◆ **WHAT IS BEING ASKED**: Where a line in the listing below holds "from", add it to the tally, and reply with that tally alone.

◆ **WORKING DATA**:
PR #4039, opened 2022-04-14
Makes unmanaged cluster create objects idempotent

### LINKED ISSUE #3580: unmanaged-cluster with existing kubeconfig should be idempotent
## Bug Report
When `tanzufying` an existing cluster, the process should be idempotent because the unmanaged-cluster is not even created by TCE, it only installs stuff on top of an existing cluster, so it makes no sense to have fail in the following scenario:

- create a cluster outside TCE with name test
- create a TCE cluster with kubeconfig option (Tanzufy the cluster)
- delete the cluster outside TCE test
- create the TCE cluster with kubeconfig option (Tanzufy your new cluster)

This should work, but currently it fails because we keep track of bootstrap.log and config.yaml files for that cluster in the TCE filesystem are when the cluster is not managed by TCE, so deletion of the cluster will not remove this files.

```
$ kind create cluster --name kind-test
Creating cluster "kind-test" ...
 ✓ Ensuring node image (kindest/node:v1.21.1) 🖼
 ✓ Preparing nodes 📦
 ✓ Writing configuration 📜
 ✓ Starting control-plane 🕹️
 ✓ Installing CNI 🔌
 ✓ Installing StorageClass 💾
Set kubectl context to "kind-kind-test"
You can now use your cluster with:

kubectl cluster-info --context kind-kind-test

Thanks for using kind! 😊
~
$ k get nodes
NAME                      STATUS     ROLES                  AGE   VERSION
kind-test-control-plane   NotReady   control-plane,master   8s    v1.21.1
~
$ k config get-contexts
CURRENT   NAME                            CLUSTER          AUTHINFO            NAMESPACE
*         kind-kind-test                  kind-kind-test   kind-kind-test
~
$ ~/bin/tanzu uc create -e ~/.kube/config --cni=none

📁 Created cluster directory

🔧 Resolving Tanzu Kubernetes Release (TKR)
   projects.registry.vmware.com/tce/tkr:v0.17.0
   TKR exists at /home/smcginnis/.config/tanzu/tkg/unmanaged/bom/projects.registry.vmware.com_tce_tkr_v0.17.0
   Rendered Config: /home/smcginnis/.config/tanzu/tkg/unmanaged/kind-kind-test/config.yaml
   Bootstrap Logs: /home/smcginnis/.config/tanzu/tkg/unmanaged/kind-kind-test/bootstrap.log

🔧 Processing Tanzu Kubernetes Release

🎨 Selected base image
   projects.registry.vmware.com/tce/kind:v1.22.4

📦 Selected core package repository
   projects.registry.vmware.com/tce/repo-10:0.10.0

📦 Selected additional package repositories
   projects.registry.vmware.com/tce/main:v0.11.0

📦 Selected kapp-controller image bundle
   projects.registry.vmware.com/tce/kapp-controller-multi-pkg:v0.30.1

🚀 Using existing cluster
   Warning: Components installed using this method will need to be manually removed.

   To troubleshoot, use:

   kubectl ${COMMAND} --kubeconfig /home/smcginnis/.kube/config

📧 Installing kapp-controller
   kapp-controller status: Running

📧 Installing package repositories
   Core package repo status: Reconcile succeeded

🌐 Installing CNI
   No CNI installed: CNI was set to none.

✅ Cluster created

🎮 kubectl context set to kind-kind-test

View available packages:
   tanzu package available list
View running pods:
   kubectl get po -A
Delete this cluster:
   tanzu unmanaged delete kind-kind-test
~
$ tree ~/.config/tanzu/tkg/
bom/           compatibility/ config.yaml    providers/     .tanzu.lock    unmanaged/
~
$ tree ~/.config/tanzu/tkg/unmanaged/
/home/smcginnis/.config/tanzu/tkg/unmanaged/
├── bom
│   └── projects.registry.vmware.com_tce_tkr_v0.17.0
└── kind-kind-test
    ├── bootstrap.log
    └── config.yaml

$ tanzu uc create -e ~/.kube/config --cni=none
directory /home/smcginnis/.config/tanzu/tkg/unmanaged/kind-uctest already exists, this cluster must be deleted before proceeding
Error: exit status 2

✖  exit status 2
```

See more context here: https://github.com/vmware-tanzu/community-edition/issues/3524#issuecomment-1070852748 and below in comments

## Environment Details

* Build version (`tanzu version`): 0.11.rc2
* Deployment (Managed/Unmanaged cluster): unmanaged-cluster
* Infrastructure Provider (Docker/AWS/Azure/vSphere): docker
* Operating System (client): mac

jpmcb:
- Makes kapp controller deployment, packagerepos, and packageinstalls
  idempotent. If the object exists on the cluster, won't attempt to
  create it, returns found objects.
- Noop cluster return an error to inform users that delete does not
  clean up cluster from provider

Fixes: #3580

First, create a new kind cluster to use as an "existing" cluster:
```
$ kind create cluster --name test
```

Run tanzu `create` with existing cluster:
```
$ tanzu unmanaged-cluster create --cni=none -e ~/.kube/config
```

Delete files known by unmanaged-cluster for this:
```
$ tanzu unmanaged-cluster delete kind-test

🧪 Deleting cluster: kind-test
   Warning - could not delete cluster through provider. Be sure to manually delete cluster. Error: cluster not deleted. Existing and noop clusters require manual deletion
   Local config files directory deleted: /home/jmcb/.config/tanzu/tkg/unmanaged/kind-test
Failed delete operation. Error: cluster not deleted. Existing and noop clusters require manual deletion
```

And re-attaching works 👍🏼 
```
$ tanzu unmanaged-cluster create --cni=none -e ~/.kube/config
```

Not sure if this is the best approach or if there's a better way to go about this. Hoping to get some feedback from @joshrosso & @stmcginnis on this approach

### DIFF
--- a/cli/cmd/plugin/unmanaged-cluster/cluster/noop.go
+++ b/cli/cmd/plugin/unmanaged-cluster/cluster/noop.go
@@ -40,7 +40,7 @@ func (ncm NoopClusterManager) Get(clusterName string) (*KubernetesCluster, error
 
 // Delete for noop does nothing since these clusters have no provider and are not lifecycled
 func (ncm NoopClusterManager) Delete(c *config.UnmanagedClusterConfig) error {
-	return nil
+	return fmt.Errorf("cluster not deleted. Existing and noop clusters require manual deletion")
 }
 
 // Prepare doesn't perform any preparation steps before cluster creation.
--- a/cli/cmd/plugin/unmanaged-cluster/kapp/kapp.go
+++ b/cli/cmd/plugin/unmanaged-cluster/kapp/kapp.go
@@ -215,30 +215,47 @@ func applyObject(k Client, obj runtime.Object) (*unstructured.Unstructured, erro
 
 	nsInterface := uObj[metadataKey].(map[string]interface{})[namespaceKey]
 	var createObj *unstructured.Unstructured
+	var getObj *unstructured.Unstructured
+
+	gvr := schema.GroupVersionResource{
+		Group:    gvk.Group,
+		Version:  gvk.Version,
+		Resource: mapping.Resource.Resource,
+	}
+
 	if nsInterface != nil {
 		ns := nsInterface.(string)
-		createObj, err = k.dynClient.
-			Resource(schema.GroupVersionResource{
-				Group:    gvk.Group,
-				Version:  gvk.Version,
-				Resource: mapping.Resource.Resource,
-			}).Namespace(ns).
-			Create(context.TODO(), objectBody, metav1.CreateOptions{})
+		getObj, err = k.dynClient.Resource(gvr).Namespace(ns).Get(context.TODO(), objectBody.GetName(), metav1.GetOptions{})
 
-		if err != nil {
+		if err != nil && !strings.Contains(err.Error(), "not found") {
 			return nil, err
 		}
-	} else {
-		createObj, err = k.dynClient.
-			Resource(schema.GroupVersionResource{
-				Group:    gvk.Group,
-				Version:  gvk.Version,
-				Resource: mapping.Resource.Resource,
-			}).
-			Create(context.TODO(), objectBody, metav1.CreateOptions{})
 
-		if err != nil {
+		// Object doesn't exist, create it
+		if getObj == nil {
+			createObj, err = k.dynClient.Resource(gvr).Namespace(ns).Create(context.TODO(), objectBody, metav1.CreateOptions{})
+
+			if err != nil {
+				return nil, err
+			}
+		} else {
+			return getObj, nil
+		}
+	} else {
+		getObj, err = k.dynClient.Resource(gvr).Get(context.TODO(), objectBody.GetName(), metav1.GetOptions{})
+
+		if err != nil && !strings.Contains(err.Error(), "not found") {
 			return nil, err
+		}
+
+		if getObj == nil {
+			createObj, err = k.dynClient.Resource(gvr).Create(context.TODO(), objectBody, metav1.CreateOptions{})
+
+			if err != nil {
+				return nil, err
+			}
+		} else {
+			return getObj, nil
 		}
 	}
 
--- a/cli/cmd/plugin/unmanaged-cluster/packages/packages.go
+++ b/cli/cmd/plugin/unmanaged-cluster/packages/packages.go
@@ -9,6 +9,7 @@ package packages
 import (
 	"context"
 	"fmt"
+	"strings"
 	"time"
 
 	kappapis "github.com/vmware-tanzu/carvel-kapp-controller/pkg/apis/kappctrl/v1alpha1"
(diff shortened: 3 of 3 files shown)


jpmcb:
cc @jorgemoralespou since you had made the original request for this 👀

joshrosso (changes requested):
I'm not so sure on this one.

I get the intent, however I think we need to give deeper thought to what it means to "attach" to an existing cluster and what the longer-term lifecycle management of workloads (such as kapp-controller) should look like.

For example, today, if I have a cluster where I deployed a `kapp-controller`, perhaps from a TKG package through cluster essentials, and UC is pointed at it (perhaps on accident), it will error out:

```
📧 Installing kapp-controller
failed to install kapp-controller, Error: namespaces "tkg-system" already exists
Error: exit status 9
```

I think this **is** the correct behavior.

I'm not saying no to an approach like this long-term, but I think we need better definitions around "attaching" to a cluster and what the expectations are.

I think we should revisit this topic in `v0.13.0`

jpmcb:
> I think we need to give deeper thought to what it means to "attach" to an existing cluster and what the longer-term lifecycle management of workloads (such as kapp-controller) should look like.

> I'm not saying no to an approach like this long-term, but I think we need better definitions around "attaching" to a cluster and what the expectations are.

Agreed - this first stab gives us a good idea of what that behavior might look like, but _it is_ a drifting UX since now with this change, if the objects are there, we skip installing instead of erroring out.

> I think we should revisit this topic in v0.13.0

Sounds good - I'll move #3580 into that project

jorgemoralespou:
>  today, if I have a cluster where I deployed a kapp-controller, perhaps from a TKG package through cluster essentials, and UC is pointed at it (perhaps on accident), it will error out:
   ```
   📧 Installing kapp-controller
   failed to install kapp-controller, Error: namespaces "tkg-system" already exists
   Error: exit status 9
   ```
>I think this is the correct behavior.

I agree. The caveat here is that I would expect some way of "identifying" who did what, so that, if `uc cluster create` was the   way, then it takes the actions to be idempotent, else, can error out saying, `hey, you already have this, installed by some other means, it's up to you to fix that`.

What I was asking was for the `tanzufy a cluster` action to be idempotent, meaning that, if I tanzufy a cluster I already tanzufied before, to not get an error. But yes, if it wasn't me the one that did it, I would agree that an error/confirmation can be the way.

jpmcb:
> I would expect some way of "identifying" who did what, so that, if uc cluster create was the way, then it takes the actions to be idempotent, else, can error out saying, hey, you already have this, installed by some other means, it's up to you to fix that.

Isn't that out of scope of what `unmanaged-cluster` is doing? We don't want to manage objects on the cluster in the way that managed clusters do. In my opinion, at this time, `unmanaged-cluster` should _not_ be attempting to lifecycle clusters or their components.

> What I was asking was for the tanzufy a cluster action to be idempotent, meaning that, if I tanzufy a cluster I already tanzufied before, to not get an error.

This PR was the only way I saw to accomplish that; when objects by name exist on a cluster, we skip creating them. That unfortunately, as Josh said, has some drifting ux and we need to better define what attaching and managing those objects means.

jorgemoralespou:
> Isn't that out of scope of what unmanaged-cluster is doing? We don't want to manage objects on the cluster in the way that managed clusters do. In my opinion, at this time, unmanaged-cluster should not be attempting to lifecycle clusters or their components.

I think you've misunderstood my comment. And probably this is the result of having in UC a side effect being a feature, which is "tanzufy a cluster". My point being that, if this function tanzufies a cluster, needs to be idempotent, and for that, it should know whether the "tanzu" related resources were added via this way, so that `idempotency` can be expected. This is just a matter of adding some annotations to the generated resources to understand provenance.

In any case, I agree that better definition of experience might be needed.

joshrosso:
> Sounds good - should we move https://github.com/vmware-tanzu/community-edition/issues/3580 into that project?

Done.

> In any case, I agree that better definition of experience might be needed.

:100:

...

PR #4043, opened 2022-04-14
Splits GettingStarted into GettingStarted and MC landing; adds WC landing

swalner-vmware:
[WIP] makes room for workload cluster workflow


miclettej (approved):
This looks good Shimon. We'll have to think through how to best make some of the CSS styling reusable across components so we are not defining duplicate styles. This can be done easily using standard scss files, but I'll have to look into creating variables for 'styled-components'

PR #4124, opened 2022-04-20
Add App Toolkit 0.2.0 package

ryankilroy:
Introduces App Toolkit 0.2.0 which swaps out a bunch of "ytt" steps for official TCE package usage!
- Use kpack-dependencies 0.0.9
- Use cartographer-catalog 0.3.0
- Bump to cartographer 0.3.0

◆ **SOLVED EXERCISE**: 4